What Are Your Rights Regarding Personal Data?

With regard to your personal data, you have the right to:




- Learn whether your personal data is being processed,

- Request information if your personal data has been processed,

- Learn the purpose of the processing of your personal data and whether it is used in accordance with its purpose,

- Be informed about third parties to whom your personal data is transferred, whether domestically or internationally,

- Request the correction of your incomplete or inaccurate personal data,

- Request the deletion or destruction of your personal data within the framework of the conditions stipulated in the Personal Data Protection Law,

- Request notification of the correction, deletion, or destruction of your personal data to third parties to whom we have transferred your data, when you request the correction of incomplete or inaccurate data, or the deletion or destruction of your personal data,

- Object to any result against you arising from the analysis of processed data exclusively through automated systems, and

• You have the right to request the remedy of any damages in case your personal data is processed unlawfully.




How Can You Exercise Your Rights Regarding Personal Data?

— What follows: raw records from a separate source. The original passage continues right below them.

PR #509, opened 2021-04-02
API: ignore crawler traffic

adekbadek:
### All Submissions:

Ignores requests made by commonly known web crawlers in the API.

1. Verify the API works for regular requests made from a web browser
2. Set up Google Search Console w/ the site (e.g. by setting up Site Kit plugin)
2. Take note of the row count in the transients and events table*
3. Submit a URL of a post (on which prompts are displayed) to the URL inspection in Search Console UI
4. Wait for it to be crawled by Google** 
5. Verify that the row counts in the tables did not increase

\* `$ wp db query "select count(*) from wp_newspack_campaigns_transients"`, `$ wp db query "select count(*) from wp_newspack_campaigns_events"`
\** In my testing I've seen that Google hit my site after a few minutes (by means of an `error_log`ing the user agent in API), but it did not show up in the Search Console UI 🤷‍♀️

### Other information:

### DIFF
--- a/tests/bootstrap.php
+++ b/tests/bootstrap.php
@@ -24,6 +24,7 @@ require_once $_tests_dir . '/includes/functions.php';
  */
 function _manually_load_plugin() {
 	$_SERVER['HTTP_REFERER'] = 'https://' . $_SERVER['HTTP_HOST']; // phpcs:ignore
+	$_SERVER['HTTP_USER_AGENT'] = 'Mozilla\/5.0 (Macintosh; Intel Mac OS X 10_15_7) AppleWebKit\/537.36 (KHTML, like Gecko) Chrome\/89.0.4389.90 Safari\/537.36'; // phpcs:ignore
 
 	require dirname( dirname( __FILE__ ) ) . '/newspack-popups.php';
 	require dirname( dirname( __FILE__ ) ) . '/src/blocks/custom-placement/view.php';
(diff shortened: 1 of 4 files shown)


tests/bootstrap.php
```diff
@@ -24,6 +24,7 @@
  */
 function _manually_load_plugin() {
 	$_SERVER['HTTP_REFERER'] = 'https://' . $_SERVER['HTTP_HOST']; // phpcs:ignore
+	$_SERVER['HTTP_USER_AGENT'] = 'Mozilla\/5.0 (Macintosh; Intel Mac OS X 10_15_7) AppleWebKit\/537.36 (KHTML, like Gecko) Chrome\/89.0.4389.90 Safari\/537.36'; // phpcs:ignore
```
dkoo, line 27: Do we want to consider a unit test for this? Maybe a control test with this spoofed user agent, and then another test with one of the crawler user agents to ensure that the data isn't written? Not sure if necessary.

dkoo (approved):
This works as described. 👍 Added a question below but feel free to ignore if you think it's not necessary.

One tip to take some of the guesswork out of testing: you can click the "Test Live URL" button after inspecting a URL to trigger the crawler immediately (it will show a loading state until the URL has been crawled).

tests/bootstrap.php
adekbadek: That would require a more end-to-end test setup, since we're just testing the API handlers in isolation now. But I've added a basic test for `is_a_web_crawler` method in fd2c1ef2b712d99fd744a1546bb8b1a80712939b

According to Article 13, paragraph 1 of the Personal Data Protection Law, you can submit your request regarding the exercise of your rights through the methods and information provided below, in accordance with the "Communiqué on Application Procedures and Principles to the Data Controller" published on March 10, 2018, with the number 30356.

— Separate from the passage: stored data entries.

PR #510, opened 2021-04-05
Retrieve widget popups ids from options

### LINKED ISSUE #470: Error when editing Text Widget in the Customizer
**Steps to reproduce**

1. Start on a site with the Campaigns plugin activated
2. Navigate to Customize > Widgets and add a text widget, and write some text in it
3. Note the error it throws:

image

4. Try to save your changes, but it won't actually save.
5. Deactivate the Campaigns plugin and repeat step 2 -4 -- it should now work. 

I'm not sure exactly what's happening here, but commenting out the following code for me made the error go away: 

https://github.com/Automattic/newspack-popups/blob/32836f12b5e498898125c3d320c6cfcf183165c9/includes/class-newspack-popups-inserter.php#L115-L120

(What it broke in the plugin is another story).

Other widgets seem to save fine in the Customizer, and if you navigate to WP Admin > Appearance > Widgets, you can edit Text Widgets there as a work-around.

adekbadek:
### All Submissions:

Since Text Widget's options are store in `text_widget` option, retrieving prompts displayed in the widgets can be simplified.
Closes #470.

1. Add prompts in widgets
2. Visit a page on which these prompts would be displayed only in widget areas (e.g. category archive)
3. Verify the prompts are displayed

### Other information:

### DIFF
--- a/includes/class-newspack-popups-inserter.php
+++ b/includes/class-newspack-popups-inserter.php
@@ -87,14 +87,6 @@ final class Newspack_Popups_Inserter {
 		add_action( 'wp_enqueue_scripts', [ $this, 'enqueue_scripts' ] );
 
 		add_filter(
-			'widget_update_callback',
-			[ $this, 'save_widgets_shortcoded_popup_ids' ],
-			1,
-			4
-		);
-		add_action( 'delete_widget', [ $this, 'remove_widgets_shortcoded_popup_ids' ] );
-
-		add_filter(
 			'newspack_popups_assess_has_disabled_popups',
 			function ( $disabled ) {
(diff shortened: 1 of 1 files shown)


dkoo (approved):
Works great and much simpler than the previous code. Thanks @philipjohn for the idea!

Testing this made me question the behavior of in-widget prompts when rendered on pages where they might also appear inline, though—if you place an inline prompt in a widget, then view an article that also shows the widget, the prompt will appear both in the article content and the widget. Is this the desired behavior, or should the presence of the shortcoded prompt in the widget "override" the inline instance, to avoid the duplication?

Required information in the application:
 

1. Name, Surname of the applicant.

2. If the applicant is a citizen of the Republic of Turkey, the TR Identity Number; if not, the Passport Number along with the Nationality, or if available, the Identity Number.

3. Residential or business address of the applicant for notification purposes.

4. Email address, phone number, or fax number of the applicant for notification purposes.

5. Subject of the request.

6. Information and documents related to the subject of the request.


Application Methods:


1. The applicant can send a notification to the Stemist Box headquarters through a notary public, but the phrase "Information Request in accordance with the Personal Data Protection Law" must be added to the envelope.

2. Using the "Secure Electronic Signature" defined in the Law No. 5070 on Electronic Signature, the applicant can personally submit the application to our company's Registered Electronic Mail address, indicating "Information Request in accordance with the Personal Data Protection Law" in the subject line.




How Long Does It Take to Respond to Your Requests Regarding the Processing of Your Personal Data?

• Your requests regarding your personal data rights will be evaluated, and a response will be provided within 30 (thirty) days at the latest from the date of your application. If your application is rejected, the reasons for rejection will be sent to the address you provided via email or postal mail.



Changes to Our Privacy Notice

• If we make any changes to our Privacy Notice, we will publish the revised notice along with the updated revision date here. If there are significant changes that substantially affect our privacy practices, we may notify you through email or by posting a notification on our corporate website and/or social media accounts before the changes take effect.